== ASSIGNMENT ==
The required result is a copy of each line below in which "data" appears.

** RECORD EXTRACTS follows **

PR #2760, opened 2019-11-20
Add reads non-host bulk download for single taxa.

MarkAZhang:
# Description

When the user selects a single taxa, the file format field changes.

Screen Shot 2019-11-20 at 11 00 40 AM

On the review screen, the file format is omitted.

Screen Shot 2019-11-20 at 11 00 48 AM

Compare this to the All Taxon download, where the file format is shown.

Screen Shot 2019-11-20 at 11 43 25 AM

Screen Shot 2019-11-20 at 11 00 29 AM

# Notes

* Also fixed a bug where when you re-opened the taxa select, it would show an empty search filter string, but the results would still be filtered. We now save the search filter string.

# Tests

* Verified that existing single taxa fasta download still works on sample report page, and produces the same data as before.
* Verified that reads non-host bulk download produces identical data to sample report page download.
* Wrote model rspec tests. (and refactored tests to reduce redundancy)

### DIFF
--- a/app/assets/src/components/views/bulk_download/ChooseStep.jsx
+++ b/app/assets/src/components/views/bulk_download/ChooseStep.jsx
@@ -9,6 +9,8 @@ import {
   map,
   isUndefined,
   orderBy,
+  isNumber,
+  reject,
 } from "lodash/fp";
 import cx from "classnames";
 import memoize from "memoize-one";
@@ -27,6 +29,8 @@ import PrimaryButton from "~/components/ui/controls/buttons/PrimaryButton";
 import cs from "./choose_step.scss";
 
 const AUTOCOMPLETE_DEBOUNCE_DELAY = 200;
+// Reads non-host download type has some special cases.
+const READS_NON_HOST_DOWNLOAD_TYPE = "reads_non_host";
 
 class ChooseStep extends React.Component {
   state = {
@@ -67,34 +71,55 @@ class ChooseStep extends React.Component {
     });
   }
 
-  isDownloadValid = () => {
-    const {
-      selectedDownloadTypeName,
-      downloadTypes,
-      selectedFields,
-    } = this.props;
+  getSelectedDownloadType = () => {
+    const { selectedDownloadTypeName, downloadTypes } = this.props;
 
     if (!selectedDownloadTypeName) {
-      return false;
+      return null;
     }
 
-    const downloadType = find(
-      ["type", selectedDownloadTypeName],
-      downloadTypes
-    );
+    return find(["type", selectedDownloadTypeName], downloadTypes);
+  };
+
+  // Get all the fields we need to validate for the selected download type.
+  getRequiredFieldsForSelectedType = () => {
+    const { selectedFields } = this.props;
+    const downloadType = this.getSelectedDownloadType();
+
+    if (!downloadType) return null;
+
+    let requiredFields = downloadType.fields;
+
+    // Don't require file_format field if single taxa selected for reads non-host download type.
+    if (
+      downloadType.type === READS_NON_HOST_DOWNLOAD_TYPE &&
+      isNumber(get([downloadType.type, "taxa_with_reads"], selectedFields))
+    ) {
+      requiredFields = reject(["type", "file_format"], requiredFields);
+    }
+
+    return requiredFields;
+  };
+
+  isDownloadValid = () => {
+    const { selectedFields } = this.props;
+
+    const downloadType = this.getSelectedDownloadType();
 
     if (!downloadType) {
       return false;
     }
 
-    if (downloadType.fields) {
+    const requiredFields = this.getRequiredFieldsForSelectedType();
+
+    if (requiredFields) {
       if (
         some(
           Boolean,
           map(
             field =>
               isUndefined(get([downloadType.type, field.type], selectedFields)),
-            downloadType.fields
+            requiredFields
           )
         )
       ) {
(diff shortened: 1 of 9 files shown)


app/assets/src/components/views/bulk_download/ChooseStep.jsx
```diff
@@ -178,6 +203,20 @@ class ChooseStep extends React.Component {
     // Set different props for the dropdown depending on the field type.
     switch (field.type) {
       case "file_format":
+        if (
+          downloadType.type === READS_NON_HOST_DOWNLOAD_TYPE &&
```
gregdingle: extract this pattern to a methods such as `isTaxonWithReads`

app/assets/src/components/views/bulk_download/ChooseStep.jsx
```diff
@@ -237,9 +276,23 @@ class ChooseStep extends React.Component {
...
           options={dropdownOptions}
-          onChange={(value, displayName) =>
-            onFieldSelect(downloadType.type, field.type, value, displayName)
-          }
+          onChange={(value, displayName) => {
+            onFieldSelect(downloadType.type, field.type, value, displayName);
+
+            // If the user has selected a single taxa, reset the file format field.
+            if (
+              downloadType.type === READS_NON_HOST_DOWNLOAD_TYPE &&
```
gregdingle: ideally extract this with above

app/helpers/pipeline_outputs_helper.rb
```diff
@@ -140,6 +140,18 @@ def taxon_name(taxid, tax_level)
     taxon["#{tax_level}_name"] if taxon
   end
 
+  def get_taxid_fasta_from_pipeline_run_combined_nt_nr(pipeline_run, taxid, tax_level)
```
gregdingle: `get_taxid_fasta` sounds off to me... isn't the fasta a property of the taxon, not the taxid?

app/helpers/pipeline_outputs_helper.rb
```diff
@@ -140,6 +140,18 @@ def taxon_name(taxid, tax_level)
...
+    nt_array = get_taxid_fasta_from_pipeline_run(pipeline_run, taxid, tax_level, 'NT').split(">")
+    nr_array = get_taxid_fasta_from_pipeline_run(pipeline_run, taxid, tax_level, 'NR').split(">")
+    combined_array = ((nt_array | nr_array) - [''])
```
gregdingle: so are users expecting that we combine nt and nr fastas? do we document this anywhere? it seems like a detail I would want to know as a user

app/helpers/pipeline_outputs_helper.rb
```diff
@@ -140,6 +140,18 @@ def taxon_name(taxid, tax_level)
...
+
+    if combined_array.empty?
+      return nil
```
gregdingle: why would a taxon we know to have hits in a sample not have a fasta? please add a comment in the code

app/models/bulk_download.rb
```diff
@@ -158,16 +159,24 @@ def kickoff_ecs_task(
     end
   end
 
-  def get_param_value(key)
+  def get_param_field(key, field)
     # If params is nil, try to set it from params_json
     if params.nil? && params_json.present?
       self.params = JSON.parse(params_json)
```
gregdingle: what's the point of `params`? is it only to avoid the cost of parsing the JSON on each get?

app/models/bulk_download.rb
```diff
@@ -293,10 +302,31 @@ def write_output_files_to_s3_tar_writer(s3_tar_writer)
...
+                                    # We avoid pre-fetching "taxon_byteranges" here, even though it has to be fetched once per pipeline_run in the code below,
+                                    # because of the potentially large number of taxon_byteranges per pipeline_run.
+                                    pipeline_runs.includes(:sample)
                                   else
                                     pipeline_runs
                                   end
 
+    # Get the tax_level for the selected taxid by looking at the first available TaxonCount entry.
+    # Since TaxonCount isn't normalized, any TaxonCount entry would provide the same information.
+    if download_type == BulkDownloadTypesHelper::READS_NON_HOST_BULK_DOWNLOAD_TYPE
```
gregdingle: for readability, I'd love to see all these boolean expressions converted to instance methods such as 

`isNonHostReadsType`

app/assets/src/components/views/bulk_download/ChooseStep.jsx
```diff
@@ -178,6 +203,20 @@ class ChooseStep extends React.Component {
...
+        if (
+          downloadType.type === READS_NON_HOST_DOWNLOAD_TYPE &&
+          isNumber(get([downloadType.type, "taxa_with_reads"], selectedFields))
+        ) {
+          return (
+            <div className={cs.field} key={field.type}>
+              <div className={cs.label}>{field.display_name}:</div>
+              <div className={cs.forcedOption}>.fasta</div>
+              <div className={cs.info}>
+                Note: Only .fasta is available when selecting one taxa.
```
gregdingle: my latin is rusty, but shouldn't `one taxa` be `one taxon`?

app/models/bulk_download.rb
MarkAZhang: Yeah that's right.

app/helpers/pipeline_outputs_helper.rb
MarkAZhang: Made a note to add in the docs. Thanks! In the future, we may add an option to let them pick nt or nr.

app/helpers/pipeline_outputs_helper.rb
MarkAZhang: Makes sense. Thanks.

app/assets/src/components/views/bulk_download/ChooseStep.jsx
MarkAZhang: `isReadsNonHostDownloadType(downloadType)` barely feels shorter. This particular case doesn't feel worth it to me.

app/helpers/pipeline_outputs_helper.rb
MarkAZhang: Added comments to make it more clear. We don't actually have that guarantee about the taxon for this method (it IS guaranteed for how the bulk download uses the function, but it's possible that someone calls this method later with taxa that might not have reads).

app/models/bulk_download.rb
MarkAZhang: I removed the `BulkDownloadTypesHelper::` by including that helper file in the model, which removes some of the wordiness. Instance methods for each download type feel a little overkill here.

** End of RECORD EXTRACTS **

== WRITTEN ANSWER ==
* Verified that existing single taxa fasta download still works on sample report page, and produces the same data as before.
* Verified that reads non-host bulk download produces identical data to sample report page download.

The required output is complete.